Miami, 5 dez (EFE) - A América Latina se ressentirá da crise financeira internacional, mas alguns países estão mais bem preparados para enfrentá-la por contar com políticas fiscais eficientes e um adequado gasto público, disseram hoje analistas. Ana Guevara, diretora-executiva de turno do Banco Mundial (BM), afirmou que a região pode enfrentar melhor a tempestade, pois alguns Governos introduziram medidas para diminuir o impacto da crise. Mas nem todos os Governos estão na mesma situação. Os países que terão um melhor desempenho são aqueles que implementaram políticas fiscais (responsáveis), ressaltou a funcionária.

EFE |

Guevara e analistas econômicos analisaram em Miami o panorama da região para 2009 no 5º Fórum Anual de Previsões Impactos da Crise Financeira Global em 2009, organizado pelo Conselho das Américas.

A funcionária considerou que, desta vez, a crise econômica na região não tem origem estritamente na má gestão governamental.

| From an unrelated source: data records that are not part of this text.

PR #1119, opened 2022-03-28
#1097 Table column widths

### LINKED ISSUE #1097: Table column widths -- improve
Currently some unnecessarily wide and we have to resort to side-scrolling when the right-hand sidebar slides out.

Ideally more columns could have an automatic width based on content. Suggestion is to use the current hard-coded widths as *max* widths instead. 

Need to investigate to see what will work / look good.

CarlosNZ:
Fix #1097 

General gist is:
- remove defaults for column `minWidth` and `width` (Table will auto-width unless custom width style is specified)
- remove "flex" layouts on the table elements (Header, Body, Row) as it was making a mess of the column widths per row once defaults were removed

Have add custom widths to some columns, but they're pretty arbitrary just based on me eye-balling it with the existing data -- will probably want to evolve them over time.

Have checked all the tables, including ones with grouped lines, and they seem to be behaving themselves.

### DIFF
--- a/packages/common/src/ui/components/inputs/CurrencyInput/CurrencyInput.tsx
+++ b/packages/common/src/ui/components/inputs/CurrencyInput/CurrencyInput.tsx
@@ -7,7 +7,7 @@ import { useCurrency } from '@common/intl';
 
 interface CurrencyInputProps extends RCInputProps {
   onChangeNumber: (value: number) => void;
-  maxWidth?: number;
+  maxWidth?: number | string;
 }
 
 // TODO: It would be nice if we were to just use the BasicTextInput or
--- a/packages/common/src/ui/layout/tables/DataTable.tsx
+++ b/packages/common/src/ui/layout/tables/DataTable.tsx
@@ -114,9 +114,6 @@ export const DataTableComponent = <T extends RecordWithId>({
         <TableHead
           sx={{
             backgroundColor: 'background.white',
-            flex: 1,
-            display: 'flex',
-            flexDirection: 'column',
             position: 'sticky',
             top: 0,
             zIndex: 'tableHeader',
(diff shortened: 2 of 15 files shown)


packages/common/src/ui/components/inputs/CurrencyInput/CurrencyInput.tsx
```diff
@@ -7,7 +7,7 @@ import { useCurrency } from '@common/intl';
 
 interface CurrencyInputProps extends RCInputProps {
   onChangeNumber: (value: number) => void;
-  maxWidth?: number;
+  maxWidth?: number | string;
```
CarlosNZ, line 10: Included string so other units can be passed down (%, ems, etc) as per standard css.

mark-prins:
The border radius on the expando suffers a little:

Screen Shot 2022-03-29 at 8 59 27 AM

the problem is with the `th` having a background colour, which is due to the use of the table in the edit modals.
maybe we just lose the corners on the top?

`border-radius: 0 0 16px 16px;`

Screen Shot 2022-03-29 at 9 05 04 AM

mark-prins (approved):
🎉  that's fantastic thanks!
looking much better - and should be easier to maintain using tables rather than a mix of table & flex.

The columns widths added all look good on my screen 😁

CarlosNZ:
> The border radius on the expando suffers a little:

> the problem is with the `th` having a background colour, which is due to the use of the table in the edit modals. maybe we just lose the corners on the top?

Ah, good catch. Not sure why it behaves different than it did before. Anyway, can be fixed by setting `overflow: hidden` on the Mini-table container (same level as the border setting)

32006bc5

mark-prins:
One other thing which I forgot to mention.. there is now a hover state on rows which we didn't have before - noticeable particularly in the outbound edit table, where the rows aren't really active, so shouldn't have the hover state.

CarlosNZ:
> One other thing which I forgot to mention.. there is now a hover state on rows which we didn't have before - noticeable particularly in the outbound edit table, where the rows aren't really active, so shouldn't have the hover state.

I didn't think anything relating to the row hover state was changed here, was it? 

I agree the hover rows in the Edit Modal look wrong -- not sure when that was introduced (although it is just following the default Mui hover behaviour). I've made a new issue to deal with it. (Hopefully just a matter of turning off a prop in the Mui Table component). https://github.com/openmsupply/openmsupply-client/issues/1128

Após seu pronunciamento, ela informou que o BM destinará US$ 24,7 bilhões como fundos creditícios para encarar a crise global, dos quais US$ 6,4 bilhões serão destinados à América Latina e ao Caribe.

Douglas Smith, chefe econômico para a região do Standard Chartered Bank, destacou que há uma década era improvável pensar que, a níveis macroeconômicos, a região poderia encarar com melhores expectativas uma crise desta dimensão.

Ele mostrou ceticismo com que os Estados Unidos, apesar da recessão vivida atualmente, estejam a caminho de sofrer uma "grande depressão financeira".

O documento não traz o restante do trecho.